Issue #1886, opened 2017-09-13
Overeager check for unsaved changes before quit


pgcudahy:
Even if I've just saved and haven't made any changes before quitting I still get the "Unsaved data will be lost. Are you sure you want to quit?" dialog. Can the application check to see if there are unsaved changes before prompting?

rgbkrk:
There is some work in progress in #1860. It's definitely a bit annoying right now, as you always have to dismiss it. I put the current version in as a safeguard until we have the proper UX.

PR #1901, opened 2017-09-15
Fix "modified indicator" on mac

lgeiger:
This PR fixes the "modified indicator" (don't know how to call the dot in the close button) on macOS and paves the way towards fixing #1886.

save

Main changes in this PR are:
- Store the last saved Notebook in the document store. I don't know if this is the right thing to do in terms of performance and memory consumption, but it was the easiest to implement.
- Don't display saving notification on Mac since we now have a working saving indicator.

### DIFF
--- a/packages/desktop/src/notebook/actions.js
+++ b/packages/desktop/src/notebook/actions.js
@@ -327,8 +327,9 @@ export function saveAs(filename: string, notebook: any) {
   };
 }
 
-export function doneSaving() {
+export function doneSaving(notebook: any) {
   return {
-    type: constants.DONE_SAVING
+    type: constants.DONE_SAVING,
+    notebook
   };
 }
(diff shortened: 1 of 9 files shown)


packages/desktop/src/notebook/actions.js
```diff
@@ -327,8 +327,9 @@ export function saveAs(filename: string, notebook: any) {
   };
 }
 
-export function doneSaving() {
+export function doneSaving(notebook: any) {
   return {
-    type: constants.DONE_SAVING
+    type: constants.DONE_SAVING,
+    notebook
```
rgbkrk, line 333: Wow this came out way simpler than I expected, if a little indirect.

rgbkrk: I was thinking it would be better to do this in the reducer for `SAVE`, then I realized that by doing it as a result of successful save we know if it _actually_ saved. Brilliant!

rgbkrk (approved):
Hero!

EXERCISE OBJECTIVE.
Each line above that carries the string "check" has to be returned.

OUTPUT FOR THIS EXERCISE.
Overeager check for unsaved changes before quit
Even if I've just saved and haven't made any changes before quitting I still get the "Unsaved data will be lost. Are you sure you want to quit?" dialog. Can the application check to see if there are unsaved changes before prompting?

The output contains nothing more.